START Input records

Issue #541, opened 2018-09-25
CRITICAL **: failed to allocate dbus proxy object: Error calling StartServiceByName for com.intel.tss2.Tabrmd: Timeout was reached


jturnsek:
#include <errno.h>
#include <glib.h>
#include <inttypes.h>
#include <stdio.h>
#include <stdlib.h>
#include <string.h>
#include <unistd.h>

#include "tss2-tcti-tabrmd.h"

#define CONNECTION_COUNT 2

TSS2_RC
tcti_tabrmd_init (TSS2_TCTI_CONTEXT **tcti_context,
                  const char         *conf,
                  int                 retries)
{
    TSS2_RC rc;
    size_t size, i;

    rc = Tss2_Tcti_Tabrmd_Init (NULL, &size, NULL);
    if (rc != TSS2_RC_SUCCESS) {
        fprintf (stderr, "Failed to get allocation size for tabrmd TCTI "
                 " context: 0x%" PRIx32 "\n", rc);
        return rc;
    }
    *tcti_context = calloc (1, size);
    if (*tcti_context == NULL) {
        fprintf (stderr, "Allocation for TCTI context failed: %s\n",
                 strerror (errno));
        return rc;
    }
    for (i = 0; i < (size_t) retries; ++i) {
        rc = Tss2_Tcti_Tabrmd_Init (*tcti_context, &size, conf);
        if (rc == TSS2_RC_SUCCESS) {
            break;
        } else {
            g_info ("Failed to initialize tabrmd TCTI context: 0x%" PRIx32
                    " on try %zd", rc, i);
            sleep (1);
        }
    }
    if (rc != TSS2_RC_SUCCESS) {
        fprintf (stderr, "Failed to initialize tabrmd TCTI context: "
                 "0x%" PRIx32 "\n", rc);
        free (*tcti_context);
    }
    return rc;
}

int
main (int   argc,
      char *argv[])
{
    pid_t childPID;
    TSS2_RC rc;
    TSS2_TCTI_CONTEXT *tcti_context[CONNECTION_COUNT] = { 0 };
    size_t i;
    
    rc = tcti_tabrmd_init (&tcti_context [0],
                           NULL,
                           3);
    if (tcti_context [0] == NULL || rc != TSS2_RC_SUCCESS) {
        g_error ("failed to connect to TCTI: 0x%" PRIx32, rc);
    }

    childPID = fork();

    rc = tcti_tabrmd_init (&tcti_context [1],
[...]

PR #544, opened 2018-10-11
Fork tests

flihp:
This PR is two tests that cover scenarios where the test creates TCTI connection initialization before and after the 'fork' systemcall. This is part of work toward a resulution for #541


flihp:
Odd that the error string we get is 'Timeout exceeded' but the stalled travis builds seem to indicate that the timeout value is different between two instances of the traivs build image: gcc test fails in under 5 minutes, clang build hangs indefinitely, the opposite is true when built by travis from my github space o_O

flihp:
All signs currently point to this being a glib issue that we can't fix without removing the glib dependency on the client side. No use in merging tests for stuff we can't fix.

END Input records

» **Exercise prompt**
Copy out the records once more. Match them exactly.

» **Task answer**
Issue #541, opened 2018-09-25
CRITICAL **: failed to allocate dbus proxy object: Error calling StartServiceByName for com.intel.tss2.Tabrmd: Timeout was reached


jturnsek:
#include <errno.h>
#include <glib.h>
#include <inttypes.h>
#include <stdio.h>
#include <stdlib.h>
#include <string.h>
#include <unistd.h>

#include "tss2-tcti-tabrmd.h"

#define CONNECTION_COUNT 2

TSS2_RC
tcti_tabrmd_init (TSS2_TCTI_CONTEXT **tcti_context,
                  const char         *conf,
                  int                 retries)
{
    TSS2_RC rc;
    size_t size, i;

    rc = Tss2_Tcti_Tabrmd_Init (NULL, &size, NULL);
    if (rc != TSS2_RC_SUCCESS) {
        fprintf (stderr, "Failed to get allocation size for tabrmd TCTI "
                 " context: 0x%" PRIx32 "\n", rc);
        return rc;
    }
    *tcti_context = calloc (1, size);
    if (*tcti_context == NULL) {
        fprintf (stderr, "Allocation for TCTI context failed: %s\n",
                 strerror (errno));
        return rc;
    }
    for (i = 0; i < (size_t) retries; ++i) {
        rc = Tss2_Tcti_Tabrmd_Init (*tcti_context, &size, conf);
        if (rc == TSS2_RC_SUCCESS) {
            break;
        } else {
            g_info ("Failed to initialize tabrmd TCTI context: 0x%" PRIx32
                    " on try %zd", rc, i);
            sleep (1);
        }
    }
    if (rc != TSS2_RC_SUCCESS) {
        fprintf (stderr, "Failed to initialize tabrmd TCTI context: "
                 "0x%" PRIx32 "\n", rc);
        free (*tcti_context);
    }
    return rc;
}

int
main (int   argc,
      char *argv[])
{
    pid_t childPID;
    TSS2_RC rc;
    TSS2_TCTI_CONTEXT *tcti_context[CONNECTION_COUNT] = { 0 };
    size_t i;
    
    rc = tcti_tabrmd_init (&tcti_context [0],
                           NULL,
                           3);
    if (tcti_context [0] == NULL || rc != TSS2_RC_SUCCESS) {
        g_error ("failed to connect to TCTI: 0x%" PRIx32, rc);
    }

    childPID = fork();

    rc = tcti_tabrmd_init (&tcti_context [1],
[...]

PR #544, opened 2018-10-11
Fork tests

flihp:
This PR is two tests that cover scenarios where the test creates TCTI connection initialization before and after the 'fork' systemcall. This is part of work toward a resulution for #541


flihp:
Odd that the error string we get is 'Timeout exceeded' but the stalled travis builds seem to indicate that the timeout value is different between two instances of the traivs build image: gcc test fails in under 5 minutes, clang build hangs indefinitely, the opposite is true when built by travis from my github space o_O

flihp:
All signs currently point to this being a glib issue that we can't fix without removing the glib dependency on the client side. No use in merging tests for stuff we can't fix.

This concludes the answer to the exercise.